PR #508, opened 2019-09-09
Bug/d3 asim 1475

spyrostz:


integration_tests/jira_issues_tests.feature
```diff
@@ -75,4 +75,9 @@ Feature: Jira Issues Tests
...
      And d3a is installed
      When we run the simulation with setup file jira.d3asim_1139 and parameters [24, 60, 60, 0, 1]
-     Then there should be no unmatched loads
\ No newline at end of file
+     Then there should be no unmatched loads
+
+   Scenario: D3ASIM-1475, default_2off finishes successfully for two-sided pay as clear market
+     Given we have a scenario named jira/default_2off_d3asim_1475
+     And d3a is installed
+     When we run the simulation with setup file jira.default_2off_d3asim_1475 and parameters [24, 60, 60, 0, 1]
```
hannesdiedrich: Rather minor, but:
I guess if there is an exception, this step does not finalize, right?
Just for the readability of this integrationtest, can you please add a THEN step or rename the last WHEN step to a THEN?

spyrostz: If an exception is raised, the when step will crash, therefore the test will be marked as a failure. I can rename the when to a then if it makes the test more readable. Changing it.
* * *
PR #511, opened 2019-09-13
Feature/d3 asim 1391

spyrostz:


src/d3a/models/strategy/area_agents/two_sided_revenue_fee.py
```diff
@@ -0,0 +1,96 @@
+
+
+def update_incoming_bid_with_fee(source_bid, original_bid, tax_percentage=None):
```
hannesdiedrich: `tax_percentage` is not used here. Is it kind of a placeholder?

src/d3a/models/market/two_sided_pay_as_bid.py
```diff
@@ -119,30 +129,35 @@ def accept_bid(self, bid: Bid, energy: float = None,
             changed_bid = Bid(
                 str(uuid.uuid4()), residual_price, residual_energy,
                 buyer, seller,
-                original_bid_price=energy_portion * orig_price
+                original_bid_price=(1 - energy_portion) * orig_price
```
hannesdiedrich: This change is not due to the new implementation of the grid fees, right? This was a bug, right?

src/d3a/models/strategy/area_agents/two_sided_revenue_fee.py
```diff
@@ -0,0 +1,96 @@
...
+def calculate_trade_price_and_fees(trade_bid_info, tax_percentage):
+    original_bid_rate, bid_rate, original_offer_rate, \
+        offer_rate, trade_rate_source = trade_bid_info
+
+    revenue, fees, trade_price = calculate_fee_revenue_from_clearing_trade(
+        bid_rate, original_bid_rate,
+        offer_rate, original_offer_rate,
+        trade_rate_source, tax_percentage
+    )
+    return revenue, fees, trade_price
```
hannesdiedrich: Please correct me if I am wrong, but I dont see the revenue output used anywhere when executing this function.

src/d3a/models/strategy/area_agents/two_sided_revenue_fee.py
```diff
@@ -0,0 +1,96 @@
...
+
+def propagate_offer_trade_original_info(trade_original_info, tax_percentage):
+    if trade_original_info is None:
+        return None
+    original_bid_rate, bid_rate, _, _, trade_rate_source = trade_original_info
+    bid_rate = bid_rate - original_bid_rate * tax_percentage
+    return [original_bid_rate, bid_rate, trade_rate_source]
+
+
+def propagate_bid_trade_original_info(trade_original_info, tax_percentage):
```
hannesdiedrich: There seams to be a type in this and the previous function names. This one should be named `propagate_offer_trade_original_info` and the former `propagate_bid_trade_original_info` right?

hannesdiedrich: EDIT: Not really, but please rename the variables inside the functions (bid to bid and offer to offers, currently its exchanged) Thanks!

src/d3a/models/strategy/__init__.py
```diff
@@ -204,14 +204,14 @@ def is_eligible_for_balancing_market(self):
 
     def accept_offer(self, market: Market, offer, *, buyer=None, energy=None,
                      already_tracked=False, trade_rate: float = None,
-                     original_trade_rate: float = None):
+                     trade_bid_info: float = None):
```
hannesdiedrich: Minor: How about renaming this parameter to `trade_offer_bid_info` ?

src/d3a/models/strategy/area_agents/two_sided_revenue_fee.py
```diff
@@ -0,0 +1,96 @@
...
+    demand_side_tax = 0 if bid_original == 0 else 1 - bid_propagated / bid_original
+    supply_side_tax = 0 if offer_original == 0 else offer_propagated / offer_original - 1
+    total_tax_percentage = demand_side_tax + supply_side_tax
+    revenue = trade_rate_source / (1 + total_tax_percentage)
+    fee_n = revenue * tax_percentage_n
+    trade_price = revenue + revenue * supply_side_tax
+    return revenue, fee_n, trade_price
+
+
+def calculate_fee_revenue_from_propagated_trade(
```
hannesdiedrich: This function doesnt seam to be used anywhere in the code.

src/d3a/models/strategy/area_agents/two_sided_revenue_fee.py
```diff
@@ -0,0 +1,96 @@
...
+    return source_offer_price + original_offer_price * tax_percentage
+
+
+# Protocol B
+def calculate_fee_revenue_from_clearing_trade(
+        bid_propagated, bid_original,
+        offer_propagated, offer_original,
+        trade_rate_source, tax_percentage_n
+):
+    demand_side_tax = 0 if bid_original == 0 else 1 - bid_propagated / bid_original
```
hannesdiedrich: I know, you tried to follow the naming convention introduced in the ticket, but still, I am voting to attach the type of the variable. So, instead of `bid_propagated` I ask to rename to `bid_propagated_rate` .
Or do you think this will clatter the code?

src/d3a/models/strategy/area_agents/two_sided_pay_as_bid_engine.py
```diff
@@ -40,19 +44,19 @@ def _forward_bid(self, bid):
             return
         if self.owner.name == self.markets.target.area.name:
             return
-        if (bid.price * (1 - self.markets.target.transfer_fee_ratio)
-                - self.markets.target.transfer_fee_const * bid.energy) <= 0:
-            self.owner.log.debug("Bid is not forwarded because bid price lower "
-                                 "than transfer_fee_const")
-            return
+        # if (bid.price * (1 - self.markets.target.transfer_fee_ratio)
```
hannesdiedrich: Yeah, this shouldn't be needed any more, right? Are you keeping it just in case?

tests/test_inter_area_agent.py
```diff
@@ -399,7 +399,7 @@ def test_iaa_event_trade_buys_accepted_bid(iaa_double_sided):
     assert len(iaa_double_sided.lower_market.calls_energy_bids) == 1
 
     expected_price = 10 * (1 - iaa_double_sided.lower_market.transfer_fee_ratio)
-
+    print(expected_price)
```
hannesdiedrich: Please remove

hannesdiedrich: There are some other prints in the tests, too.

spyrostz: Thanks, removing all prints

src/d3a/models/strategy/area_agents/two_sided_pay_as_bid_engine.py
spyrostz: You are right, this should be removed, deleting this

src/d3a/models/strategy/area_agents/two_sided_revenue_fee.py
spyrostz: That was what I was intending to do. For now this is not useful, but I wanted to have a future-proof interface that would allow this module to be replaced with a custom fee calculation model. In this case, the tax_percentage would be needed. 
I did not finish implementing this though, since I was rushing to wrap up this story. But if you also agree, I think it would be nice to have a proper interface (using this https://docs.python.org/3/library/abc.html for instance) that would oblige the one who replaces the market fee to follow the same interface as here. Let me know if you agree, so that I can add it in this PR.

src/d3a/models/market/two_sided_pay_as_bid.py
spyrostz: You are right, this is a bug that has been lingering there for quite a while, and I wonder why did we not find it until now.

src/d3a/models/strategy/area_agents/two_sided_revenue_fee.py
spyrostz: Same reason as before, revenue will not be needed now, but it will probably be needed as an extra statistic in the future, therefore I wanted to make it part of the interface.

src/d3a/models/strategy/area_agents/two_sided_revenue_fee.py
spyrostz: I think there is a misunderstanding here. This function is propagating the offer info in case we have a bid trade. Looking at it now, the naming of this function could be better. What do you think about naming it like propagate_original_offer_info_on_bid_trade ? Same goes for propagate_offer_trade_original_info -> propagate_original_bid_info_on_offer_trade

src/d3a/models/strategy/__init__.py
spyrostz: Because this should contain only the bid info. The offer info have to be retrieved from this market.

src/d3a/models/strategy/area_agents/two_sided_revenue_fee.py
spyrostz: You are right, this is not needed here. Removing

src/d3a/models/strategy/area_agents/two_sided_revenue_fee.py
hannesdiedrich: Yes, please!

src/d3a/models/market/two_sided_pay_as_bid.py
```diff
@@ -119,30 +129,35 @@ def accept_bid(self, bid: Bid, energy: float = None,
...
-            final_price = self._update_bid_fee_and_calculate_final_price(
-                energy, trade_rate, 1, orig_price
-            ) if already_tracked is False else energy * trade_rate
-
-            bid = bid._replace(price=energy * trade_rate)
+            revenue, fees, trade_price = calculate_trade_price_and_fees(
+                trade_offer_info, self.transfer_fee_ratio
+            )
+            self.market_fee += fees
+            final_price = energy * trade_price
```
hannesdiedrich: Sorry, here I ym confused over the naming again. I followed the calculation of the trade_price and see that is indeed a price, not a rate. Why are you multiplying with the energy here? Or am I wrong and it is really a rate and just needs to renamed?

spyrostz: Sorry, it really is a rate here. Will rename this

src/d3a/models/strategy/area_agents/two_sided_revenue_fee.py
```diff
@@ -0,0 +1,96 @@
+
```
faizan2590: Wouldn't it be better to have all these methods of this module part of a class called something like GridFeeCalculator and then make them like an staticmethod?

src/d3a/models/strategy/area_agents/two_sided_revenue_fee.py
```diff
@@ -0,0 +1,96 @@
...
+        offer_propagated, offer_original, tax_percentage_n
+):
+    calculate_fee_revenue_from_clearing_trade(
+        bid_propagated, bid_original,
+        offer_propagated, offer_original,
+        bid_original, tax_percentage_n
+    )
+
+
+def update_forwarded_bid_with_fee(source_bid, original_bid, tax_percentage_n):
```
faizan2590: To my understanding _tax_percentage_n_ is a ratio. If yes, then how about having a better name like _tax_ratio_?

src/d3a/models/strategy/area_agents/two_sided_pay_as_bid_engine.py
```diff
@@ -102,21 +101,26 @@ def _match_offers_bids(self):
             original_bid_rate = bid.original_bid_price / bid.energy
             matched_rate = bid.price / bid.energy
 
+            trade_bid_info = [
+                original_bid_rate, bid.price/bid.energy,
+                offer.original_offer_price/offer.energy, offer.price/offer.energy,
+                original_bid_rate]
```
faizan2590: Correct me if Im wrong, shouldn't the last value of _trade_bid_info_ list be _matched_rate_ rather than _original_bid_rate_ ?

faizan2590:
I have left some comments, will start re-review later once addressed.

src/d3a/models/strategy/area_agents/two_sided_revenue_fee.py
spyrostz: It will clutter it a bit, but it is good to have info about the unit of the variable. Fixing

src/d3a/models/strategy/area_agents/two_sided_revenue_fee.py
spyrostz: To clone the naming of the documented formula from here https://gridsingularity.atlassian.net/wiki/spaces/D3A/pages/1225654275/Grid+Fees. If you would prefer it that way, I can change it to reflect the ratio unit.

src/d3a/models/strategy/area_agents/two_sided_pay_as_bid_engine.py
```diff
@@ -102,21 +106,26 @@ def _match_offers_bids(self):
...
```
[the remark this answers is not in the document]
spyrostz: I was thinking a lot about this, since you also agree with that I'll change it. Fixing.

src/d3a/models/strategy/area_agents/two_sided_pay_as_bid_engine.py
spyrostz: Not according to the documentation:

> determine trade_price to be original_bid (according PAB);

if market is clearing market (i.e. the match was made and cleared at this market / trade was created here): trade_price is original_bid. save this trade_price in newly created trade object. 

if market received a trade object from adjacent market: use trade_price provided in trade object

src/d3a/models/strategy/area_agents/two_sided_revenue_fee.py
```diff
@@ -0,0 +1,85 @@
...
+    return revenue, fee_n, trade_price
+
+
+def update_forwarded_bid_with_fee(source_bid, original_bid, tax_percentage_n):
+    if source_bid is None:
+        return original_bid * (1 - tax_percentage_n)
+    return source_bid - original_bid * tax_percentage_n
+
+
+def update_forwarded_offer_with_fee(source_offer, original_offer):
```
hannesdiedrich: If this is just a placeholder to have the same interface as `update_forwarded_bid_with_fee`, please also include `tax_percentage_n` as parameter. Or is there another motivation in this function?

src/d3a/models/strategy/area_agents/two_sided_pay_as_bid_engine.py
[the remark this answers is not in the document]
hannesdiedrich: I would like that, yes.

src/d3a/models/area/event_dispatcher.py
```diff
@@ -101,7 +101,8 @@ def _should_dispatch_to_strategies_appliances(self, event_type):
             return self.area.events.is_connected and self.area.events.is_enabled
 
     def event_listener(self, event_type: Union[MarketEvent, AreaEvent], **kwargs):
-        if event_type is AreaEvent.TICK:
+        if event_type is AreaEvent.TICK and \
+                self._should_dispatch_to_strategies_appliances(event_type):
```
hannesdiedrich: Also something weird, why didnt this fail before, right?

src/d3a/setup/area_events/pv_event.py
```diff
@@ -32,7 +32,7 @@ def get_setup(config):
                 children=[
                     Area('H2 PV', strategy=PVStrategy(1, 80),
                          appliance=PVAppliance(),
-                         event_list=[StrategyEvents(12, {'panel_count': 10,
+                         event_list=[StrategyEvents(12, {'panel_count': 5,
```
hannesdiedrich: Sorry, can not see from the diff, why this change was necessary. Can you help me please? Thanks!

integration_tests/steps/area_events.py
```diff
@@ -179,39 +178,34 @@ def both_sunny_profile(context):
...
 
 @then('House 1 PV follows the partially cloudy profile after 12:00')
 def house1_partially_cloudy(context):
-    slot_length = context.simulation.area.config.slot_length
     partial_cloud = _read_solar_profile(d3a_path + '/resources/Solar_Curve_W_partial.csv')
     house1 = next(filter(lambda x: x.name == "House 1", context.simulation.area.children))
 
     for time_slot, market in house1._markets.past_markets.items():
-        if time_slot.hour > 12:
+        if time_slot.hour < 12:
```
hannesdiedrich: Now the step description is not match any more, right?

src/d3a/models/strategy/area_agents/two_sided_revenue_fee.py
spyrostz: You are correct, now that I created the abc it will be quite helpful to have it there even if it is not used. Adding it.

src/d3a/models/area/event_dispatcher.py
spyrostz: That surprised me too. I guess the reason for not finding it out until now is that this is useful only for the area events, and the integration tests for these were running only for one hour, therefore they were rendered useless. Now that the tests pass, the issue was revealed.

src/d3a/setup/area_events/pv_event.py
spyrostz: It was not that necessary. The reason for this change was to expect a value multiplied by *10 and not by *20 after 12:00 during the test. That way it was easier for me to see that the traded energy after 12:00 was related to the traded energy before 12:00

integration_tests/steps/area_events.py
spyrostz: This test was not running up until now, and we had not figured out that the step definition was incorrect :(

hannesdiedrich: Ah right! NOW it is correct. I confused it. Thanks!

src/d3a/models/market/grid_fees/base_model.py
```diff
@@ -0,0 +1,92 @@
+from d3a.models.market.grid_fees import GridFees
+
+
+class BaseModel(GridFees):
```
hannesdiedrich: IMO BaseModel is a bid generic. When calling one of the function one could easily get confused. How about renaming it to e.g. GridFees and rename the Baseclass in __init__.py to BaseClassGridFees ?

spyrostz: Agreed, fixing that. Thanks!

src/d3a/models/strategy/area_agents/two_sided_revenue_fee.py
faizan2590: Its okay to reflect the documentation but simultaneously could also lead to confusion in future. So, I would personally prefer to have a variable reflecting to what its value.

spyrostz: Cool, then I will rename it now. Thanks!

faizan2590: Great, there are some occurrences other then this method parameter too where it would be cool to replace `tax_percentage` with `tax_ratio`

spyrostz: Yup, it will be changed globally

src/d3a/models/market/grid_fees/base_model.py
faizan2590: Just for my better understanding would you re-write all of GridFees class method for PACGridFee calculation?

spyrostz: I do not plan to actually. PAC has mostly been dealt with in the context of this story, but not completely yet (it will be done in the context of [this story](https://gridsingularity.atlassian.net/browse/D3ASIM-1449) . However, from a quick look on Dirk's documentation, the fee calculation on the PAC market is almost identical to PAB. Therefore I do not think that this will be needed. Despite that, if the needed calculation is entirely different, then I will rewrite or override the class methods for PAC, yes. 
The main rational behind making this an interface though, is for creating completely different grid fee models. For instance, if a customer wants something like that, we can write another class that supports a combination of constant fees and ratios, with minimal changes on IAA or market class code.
==
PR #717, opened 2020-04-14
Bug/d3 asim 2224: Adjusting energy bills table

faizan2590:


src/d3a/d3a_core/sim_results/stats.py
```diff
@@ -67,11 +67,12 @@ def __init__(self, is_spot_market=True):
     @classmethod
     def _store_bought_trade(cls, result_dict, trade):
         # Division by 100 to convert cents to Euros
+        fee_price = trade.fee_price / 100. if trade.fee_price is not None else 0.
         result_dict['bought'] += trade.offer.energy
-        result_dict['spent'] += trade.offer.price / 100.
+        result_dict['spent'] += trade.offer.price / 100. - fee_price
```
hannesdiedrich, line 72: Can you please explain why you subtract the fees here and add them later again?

◆ Work to be completed
All lines that contain the word "wanted" must be copied from the records above.

◆ Task answer
spyrostz: That was what I was intending to do. For now this is not useful, but I wanted to have a future-proof interface that would allow this module to be replaced with a custom fee calculation model. In this case, the tax_percentage would be needed. 
spyrostz: Same reason as before, revenue will not be needed now, but it will probably be needed as an extra statistic in the future, therefore I wanted to make it part of the interface.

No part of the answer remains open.